Taking a gander through time.
I think to understand the SQL + Python or Python + SQL space we should take a trip back through time when I was just a young gun, wet behind the ears, hacking code and taking names.
Back in those early days when people were still hitting rocks together and rubbing sticks to make fire, we had to use something called psycopg2 (if working with Postgres), or maybe mysql-connector-python if you were a sucker on a poor MySQL.
This was how you combined Python and SQL, it was pretty much the only (popular way).
This was long before the days of Polars, the popularity of PySpark, Databricks, Snowflake, and the all-consuming SparkSQL that blurred the line between code and SQL … (am I saying SQL is not code???).
Back when when had to code both ways up hill to get to school, you had to know these terms very well if you were a “Data Engineer.”
connection
error catching and handling
cursors
execute
I mean, something like the following was a daily occurrence believe it or not.
Like I said, both ways uphill, in the rain and snow. I mean, did you ever have to push multitudes of CSV file records in Postgres back in the day without COPY INTO?? That’s what I thought you milk toast key scratcher.
Enough of that junk, let’s talk about today.

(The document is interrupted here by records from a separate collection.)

Issue #6786, opened 2023-11-01
PLACEHOLDER: investigate potential memory leaks in content script and sidebar


twschiller:
## Describe the bug

- Some enterprise customers have reported large heap sizes after leave the extension open while browsing

PR #6788, opened 2023-11-01
#6786: explicitly close IDB connections

twschiller:
## What does this PR do?

- Part of #6786 
- Calls `db.close()` on all IDB methods to explicitly close the DB connection

## Discussion

- The close method knows how to wait for transactions to finish, so technically, we could call it without using finally in some methods: https://buildandexecute.blogspot.com/2015/07/close-connections-to-your-indexeddb.html
- This should also allow the associated events to be GC'd
- Our tests might be running slow on CI due to the memory leak:
image

## Demo

1.8.2-beta.2: After restarting, and clicking around to the Extension Console/Sidebar/Quick Bar:
image

After (Local)
image

## Future Work

- Rewrite using the new `using` operator: https://github.com/pixiebrix/pixiebrix-extension/pull/6788#issuecomment-1788265108. NOTE: can't destructure in binding pattern: https://github.com/microsoft/TypeScript/issues/55527
- Speed up composite DB operations by using a single DB connection

## Checklist

- [x] Add tests: N/A

### DIFF
--- a/src/background/telemetry.ts
+++ b/src/background/telemetry.ts
@@ -204,15 +204,24 @@ async function openTelemetryDB() {
 
 async function addEvent(event: UserTelemetryEvent): Promise<void> {
   const db = await openTelemetryDB();
-  await db.add(TELEMETRY_EVENT_OBJECT_STORE, event);
+
+  try {
+    await db.add(TELEMETRY_EVENT_OBJECT_STORE, event);
+  } finally {
+    db.close();
+  }
 }
 
 export async function flushEvents(): Promise<UserTelemetryEvent[]> {
   const db = await openTelemetryDB();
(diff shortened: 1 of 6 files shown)


twschiller:
> It can be used today regardless of browser support, apparently, because typescript transpiles it.

Amazing - we're still on "^5.1.6", so we'll have to wait for a bit later

fregante:
I wrote a POC in https://github.com/pixiebrix/pixiebrix-extension/pull/6791 for this, but it's blocked by a few deps. `using` is super convenient and it makes it difficult to ignore it (unlike `try/finally` which can be forgotten)

fregante (approved):
You can merge this PR if it's urgent, otherwise we can wait for #6791 to be ready

PR #6793, opened 2023-11-01
Replace `ts-loader` with `swc-loader` for better compatibility 

fregante:
Opening and closing this PR just for reference.

We're already using `swc` in Jest and Storybook, but are still using the slower `ts-loader` in webpack. We don't do typechecking in Webpack so any transpiler is enough.

Unfortunately `swc-loader` seems to lose some debug information for `webpack-bundle-analyzer`

## ts-loader

Screenshot 15

## swc-loader

Screenshot 16

This only seems to happen locally though so it's probably related to the sourcemaps. On CI this works correctly.

---

The second issue is that it doesn't seem to actually speed up compilation in practice.


fregante:
We'll wait for ts-loader to add support for this instead

- https://github.com/pixiebrix/pixiebrix-extension/pull/6791

PR #6798, opened 2023-11-01
#6798: fix dynamic js-beautify import

twschiller:
## What does this PR do?

- #6784 
- Fixes regression introduced in #6785

## Checklist

- [x] Add tests: already covered by Rainforest


fregante (approved):
LGTM, probably some obscure webpack bug. Can't think of any reason why this would otherwise fail

fregante (approved):

PR #6799, opened 2023-11-01
Restore auto-mocking for some exceptions

fregante:
## What does this PR do?

I saw a PR fixing some mocks this week so I thought I'd fix this as well:

- any file in `./src/__mocks__` is picked up automatically, but `./__mocks__` requires manual action
- multiple `__mocks__` folder can cause confusion

This PR:

- moves the files back into `./src/__mocks__`
- drops manual mocks wherever possible
- deletes duplicate mocks
- adds `./src/__mocks__/readme.md` with some information regarding the automocks

## Team Coordination

- [x] Potentially update any documents that mention testing/mocking

## Checklist


src/telemetry/logging.test.ts
```diff
@@ -33,7 +33,8 @@ import {
 import { array } from "cooky-cutter";
 import { registryIdFactory } from "@/testUtils/factories/stringFactories";
 
-jest.unmock("@/telemetry/logging");
+// Disable automatic __mocks__ resolution
+jest.mock("@/telemetry/logging", () => jest.requireActual("./logging.ts"));
```
fregante, line 37: `jest.unmock` doesn't work in this case because the file in __mocks__ are not loaded as mocks, but instead via dependency mapping.

`jest.unmock` usage is rare (2 more usages for apiClient)

src/testUtils/testAfterEnv.ts
```diff
@@ -53,5 +52,4 @@ browser.runtime.getURL = (path) => `chrome-extension://abcxyz/${path}`;
 
 jest.setMock("webext-detect-page", detectPageMock);
 jest.setMock("@/services/apiClient", apiClientMock);
-jest.setMock("@/telemetry/logging", loggingMock);
 jest.setMock("@/telemetry/reportError", reportErrorMock);
```
fregante, line 55: I'll try to do the same for 

- [ ] apiClient
- [ ] reportError

src/tsconfig.strictNullChecks.json
```diff
@@ -321,12 +321,10 @@
     "./telemetry/trace.ts",
     "./testUtils/apiClientMock.ts",
     "./testUtils/appApiMock.ts",
-    "./testUtils/detectPageMock.ts",
```
fregante, line 324: The next `null` slice will auto-add the new file locations

grahamlangford (approved):

fregante:
I moved a couple more mocks and added some documentation in https://github.com/pixiebrix/pixiebrix-extension/blob/main/src/__mocks__/readme.md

Python + SQL in these here fancy days.
What I find amazing, and most others take for granted because it’s all they know … is the way the lines have been blurred between using Python and SQL … at the same time.
Back in the good old days, it was a pain to pull records out of a database with Python … using some embedded SQL … and then get them records into a usable state because you need the power of Python to send something to an API or write to a file, or whatever.

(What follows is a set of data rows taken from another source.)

Issue #6804, opened 2023-11-02
State change from other mods interferes with debounce of statechange triggers for sidebar mods


twschiller:
## Describe the bug

- https://www.notion.so/pixiebrix/Panel-Loading-Regression-2023-11-01-e904f17b39024f0e999bb0c5656e4107?pvs=4
- Sidebar mod shows as "loading" indefinitely

## To Reproduce

1. Create a sidebar mod with trigger "statechange" with debounce of 1 second
2. Create a trigger mod with a selection change trigger

## Actual behavior

When you open the sidebar, the sidebar mod shows as loading indefinitely because it never runs

## Expected behavior

When you open the sidebar, the sidebar mod shows its content

## Additional context

- This is now happening to the faster content script initialization. On my machine, the bug disappears when loading the page with the dev tools open

## Discussion

- The problem is that [the debounce is applied before event filtering be extension/mod id](https://github.com/pixiebrix/pixiebrix-extension/blob/697ba1f374f3d7f9b9dee803de5ba5c76e9a1717/src/starterBricks/sidebarExtension.ts#L314-L314)
- So extraneous page state changes from other mods prevent the mod from running. (E.g., in the case of this bug, I think the selection change trigger in Write Assist was causing the state to be change right around the time the user toggles the sidebar)
- For performance, the [sidebar starter brick reads the input once, and applies to all extensions](https://github.com/pixiebrix/pixiebrix-extension/blob/697ba1f374f3d7f9b9dee803de5ba5c76e9a1717/src/starterBricks/sidebarExtension.ts#L246-L246)
- The simplest solution might be to debounce each extension individually. As there's likely not many situations where panels from different mods/extensions attached to the same starter brick need to be responding to the exact same events

PR #6805, opened 2023-11-02
Enable `drop_console` in TerserPlugin, and fix first-class usages in code

BLoe:
## What does this PR do?

- Enables the setting for `TerserPlugin` to strip out usages of `console.*`
  - This essentially turns `console` into an empty object
- Fixes any call-sites where this causes NPE due to referencing `console.*` in a "first-class function" way

## Checklist

- [ ] Add tests

### DIFF
--- a/src/background/contentScript.ts
+++ b/src/background/contentScript.ts
@@ -26,8 +26,15 @@ import {
 } from "@/contentScript/ready";
 import { memoizeUntilSettled } from "@/utils/promiseUtils";
 import { type Runtime } from "webextension-polyfill";
+import { noop } from "lodash";
 
-const debug = console.debug.bind(console, "ensureContentScript:");
+// CAUTION: We need to account for console.* to possibly be stripped out
+// const debug = console.debug ? console.debug.bind(console, "ensureContentScript:") : noop;
+function debug(...args: any[]) {
+  const log = console.debug ?? noop;
+  // eslint-disable-next-line @typescript-eslint/no-unsafe-argument
+  log("ensureContentScript:", ...args);
+}
 
 /**
  * @see makeSenderKey
--- a/src/bricks/effects/logger.ts
+++ b/src/bricks/effects/logger.ts
@@ -19,14 +19,16 @@ import { EffectABC } from "@/types/bricks/effectTypes";
 import { type BrickArgs, type BrickOptions } from "@/types/runtimeTypes";
 import { type Schema } from "@/types/schemaTypes";
 import { propertiesToSchema } from "@/validators/generic";
+import { noop } from "lodash";
 
 type Level = "debug" | "info" | "warn" | "error";
 
-const LEVEL_MAP = new Map<Level, typeof console.debug>([
-  ["debug", console.debug],
-  ["warn", console.warn],
-  ["info", console.info],
-  ["error", console.error],
+// CAUTION: We need to account for console.* to possibly be stripped out
+const LEVEL_MAP = new Map<Level, (...data: any[]) => void>([
+  ["debug", console.debug ?? noop],
+  ["warn", console.warn ?? noop],
+  ["info", console.info ?? noop],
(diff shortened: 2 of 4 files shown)


twschiller:
Thanks @BLoe. If we go with this approach, I think we'd need to expose an option to control if it's applied to the build, to allow us to more easily kick off a build that keeps the logging: https://github.com/pixiebrix/pixiebrix-extension/pull/6805/files#diff-1fb26bc12ac780c7ad7325730ed09fc4c2c3d757c276c3dacc44bfe20faf166fR334. 

Overall, especially in light of debugging the side panel race condition bug, which only showed up in production builds: https://github.com/pixiebrix/pixiebrix-extension/issues/6804, I'm personally concerned about losing the option to observe console logs. I'd at least want the ability to quickly pull a beta build that has logging enabled

Have we checked with @mthek10 and @brittanyjoiner15 to what extent they're using logs currently in support?

src/bricks/effects/logger.ts
```diff
@@ -67,7 +69,8 @@ export class LogEffect extends EffectABC {
     }: BrickArgs<{ message: string; level: Level; data: unknown }>,
     { ctxt }: BrickOptions
   ): Promise<void> {
-    const logMethod = LEVEL_MAP.get(level) ?? console.info;
+    // CAUTION: We need to account for console.* to possibly be stripped out
```
twschiller, line 72: This brick is intended for developers to use in mods. We'll this brick to continue to work in production

twschiller:
Additionally, we should double-check that we thing console logs are a material contributor before making such a major change. @BLoe and I took a look heap size with the console logs stripped out, and the jsarraybufferdata still increased significantly (possibly storing data related to webpack?)

src/background/contentScript.ts
```diff
@@ -26,8 +26,15 @@ import {
...
-
-const debug = console.debug.bind(console, "ensureContentScript:");
+import { noop } from "lodash";
+
+// CAUTION: We need to account for console.* to possibly be stripped out
+// const debug = console.debug ? console.debug.bind(console, "ensureContentScript:") : noop;
+function debug(...args: any[]) {
+  const log = console.debug ?? noop;
+  // eslint-disable-next-line @typescript-eslint/no-unsafe-argument
+  log("ensureContentScript:", ...args);
```
fregante, line 36: This `bind` pattern preserves the log line. calling `log()` this way will make every log point to `contentScript.ts:36`, making it harder to see where they come from.

fregante (commented):
As a user, I don't like content scripts polluting the console. 👍 
As a developer/debugger of the product, this is a big downgrade in debuggability, as also mentioned by Todd. 😕 

I'd much rather see something configurable like `getMessengerLogging` does than completely striping the console from production. We can forbid direct `console.*` usage and enforce importing `@/utils/console`, except for the `logger` brick

brittanyjoiner15:
Admittedly I've not been using the logs very much, not sure if that's good or bad. They'd probably more helpful for me with debugging if i understood them more. But for better or worse, haven't really been using them

src/bricks/effects/logger.ts
BLoe: Duh, sorry 🤦  Definitely need an alternative solution here

grahamlangford:
> 👍 As a user, I don't like content scripts polluting the console. 😕 As a developer/debugger of the product, this is a big downgrade in debuggability, as also mentioned by Todd.
> 
> I'd much rather see something configurable like `getMessengerLogging` does than completely stripping the console from production. We can forbid direct `console.*` usage and enforce importing `@/utils/console`, except for the `logger` brick

Simple enough to forbid console with: https://eslint.org/docs/latest/rules/no-console

fregante:
- I think this was replaced by https://github.com/pixiebrix/pixiebrix-extension/pull/6811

I would say in general the interoperability between SQL and Python was just not good many years ago. You could sometimes use tools like Pandas to do a little this and a little that, but of course, it couldn’t handle anything at scale.
Today, things are different.
Tools like PySpark, Polars, Datafusion, and Apache Arrow have blurred those once-distinct lines.
The ability to switch between Python-centric Dataframes and pure SQL with a SQL-Context has never been easier. Honestly, 10 years ago me would have died in a swoon of happiness if you showed me this code from today.
I mean, if this is all you are used to, then I guess you just take it for granted, but this sorta stuff is making Data Engineering easier … it’s the obvious things that these new tools like Polars are doing that are game changers … they change how we solve problems and write code … I call that a big deal.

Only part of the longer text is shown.